Material shown:
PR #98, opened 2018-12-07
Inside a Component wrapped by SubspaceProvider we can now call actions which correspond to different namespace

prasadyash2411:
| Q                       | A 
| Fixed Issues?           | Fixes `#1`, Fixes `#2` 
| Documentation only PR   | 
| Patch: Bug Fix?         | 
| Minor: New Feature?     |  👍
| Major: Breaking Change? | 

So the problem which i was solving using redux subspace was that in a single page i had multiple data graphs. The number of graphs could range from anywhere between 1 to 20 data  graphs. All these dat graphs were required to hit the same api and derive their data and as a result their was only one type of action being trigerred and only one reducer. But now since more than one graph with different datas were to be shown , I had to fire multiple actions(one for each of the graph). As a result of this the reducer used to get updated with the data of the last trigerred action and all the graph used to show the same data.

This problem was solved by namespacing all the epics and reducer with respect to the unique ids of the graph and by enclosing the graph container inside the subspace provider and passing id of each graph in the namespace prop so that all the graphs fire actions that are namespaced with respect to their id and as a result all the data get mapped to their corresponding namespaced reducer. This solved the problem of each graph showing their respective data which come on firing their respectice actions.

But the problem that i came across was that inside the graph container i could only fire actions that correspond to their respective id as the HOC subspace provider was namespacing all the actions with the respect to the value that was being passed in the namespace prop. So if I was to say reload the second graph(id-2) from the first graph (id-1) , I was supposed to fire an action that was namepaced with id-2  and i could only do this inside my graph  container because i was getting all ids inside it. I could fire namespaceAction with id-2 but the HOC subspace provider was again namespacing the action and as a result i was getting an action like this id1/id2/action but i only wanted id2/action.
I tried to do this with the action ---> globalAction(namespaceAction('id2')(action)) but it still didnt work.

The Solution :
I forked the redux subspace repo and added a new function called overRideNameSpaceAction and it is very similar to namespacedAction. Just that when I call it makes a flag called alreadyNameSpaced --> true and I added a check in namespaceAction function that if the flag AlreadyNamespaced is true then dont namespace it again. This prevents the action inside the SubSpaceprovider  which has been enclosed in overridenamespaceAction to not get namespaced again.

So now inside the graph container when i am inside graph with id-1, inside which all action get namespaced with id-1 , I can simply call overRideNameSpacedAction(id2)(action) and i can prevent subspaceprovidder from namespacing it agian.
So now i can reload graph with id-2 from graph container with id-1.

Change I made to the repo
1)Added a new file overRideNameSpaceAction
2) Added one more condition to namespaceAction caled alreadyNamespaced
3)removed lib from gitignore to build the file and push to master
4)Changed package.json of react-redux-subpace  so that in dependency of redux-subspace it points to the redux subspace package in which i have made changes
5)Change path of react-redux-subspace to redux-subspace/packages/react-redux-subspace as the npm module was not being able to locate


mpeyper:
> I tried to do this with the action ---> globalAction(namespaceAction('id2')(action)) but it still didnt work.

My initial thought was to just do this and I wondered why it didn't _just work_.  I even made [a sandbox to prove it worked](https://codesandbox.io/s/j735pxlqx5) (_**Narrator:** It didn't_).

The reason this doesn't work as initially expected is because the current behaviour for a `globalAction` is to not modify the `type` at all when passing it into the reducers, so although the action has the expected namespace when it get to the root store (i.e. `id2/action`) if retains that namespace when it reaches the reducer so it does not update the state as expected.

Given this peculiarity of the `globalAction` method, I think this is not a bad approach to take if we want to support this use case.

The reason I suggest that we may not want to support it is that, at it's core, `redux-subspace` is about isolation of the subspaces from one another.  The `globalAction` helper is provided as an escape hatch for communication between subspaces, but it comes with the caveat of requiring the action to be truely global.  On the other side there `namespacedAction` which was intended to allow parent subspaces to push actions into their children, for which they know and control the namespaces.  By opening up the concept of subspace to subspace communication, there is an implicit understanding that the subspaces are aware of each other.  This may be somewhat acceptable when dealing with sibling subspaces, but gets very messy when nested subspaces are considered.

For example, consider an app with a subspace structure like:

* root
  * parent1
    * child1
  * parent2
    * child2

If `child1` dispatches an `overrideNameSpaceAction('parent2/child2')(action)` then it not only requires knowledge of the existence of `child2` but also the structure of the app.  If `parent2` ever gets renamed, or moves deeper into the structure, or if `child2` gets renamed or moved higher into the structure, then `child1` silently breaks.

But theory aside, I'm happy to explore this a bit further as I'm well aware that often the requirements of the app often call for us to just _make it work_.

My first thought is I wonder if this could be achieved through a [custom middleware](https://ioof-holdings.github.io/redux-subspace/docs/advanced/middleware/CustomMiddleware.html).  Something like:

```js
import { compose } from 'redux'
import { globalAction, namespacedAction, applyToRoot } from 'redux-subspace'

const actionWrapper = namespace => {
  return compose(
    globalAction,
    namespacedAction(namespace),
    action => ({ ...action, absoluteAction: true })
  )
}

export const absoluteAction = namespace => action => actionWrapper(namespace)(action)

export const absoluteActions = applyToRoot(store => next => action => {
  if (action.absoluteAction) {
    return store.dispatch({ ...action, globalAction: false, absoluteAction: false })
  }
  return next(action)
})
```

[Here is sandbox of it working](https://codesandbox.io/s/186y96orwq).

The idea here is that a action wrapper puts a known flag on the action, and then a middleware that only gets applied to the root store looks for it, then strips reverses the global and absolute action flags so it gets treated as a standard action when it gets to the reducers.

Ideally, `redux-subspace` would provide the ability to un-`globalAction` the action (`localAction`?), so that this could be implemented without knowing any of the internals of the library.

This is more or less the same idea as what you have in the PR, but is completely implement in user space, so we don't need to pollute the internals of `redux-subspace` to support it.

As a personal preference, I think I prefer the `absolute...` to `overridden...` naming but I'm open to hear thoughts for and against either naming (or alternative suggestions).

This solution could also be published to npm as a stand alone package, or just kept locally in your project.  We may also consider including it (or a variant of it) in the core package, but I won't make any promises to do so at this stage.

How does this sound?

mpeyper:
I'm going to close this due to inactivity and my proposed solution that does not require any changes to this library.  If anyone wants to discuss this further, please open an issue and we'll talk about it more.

Work request:
If a line above contains the word "didnt", list it.

Response to this task:
I tried to do this with the action ---> globalAction(namespaceAction('id2')(action)) but it still didnt work.
> I tried to do this with the action ---> globalAction(namespaceAction('id2')(action)) but it still didnt work.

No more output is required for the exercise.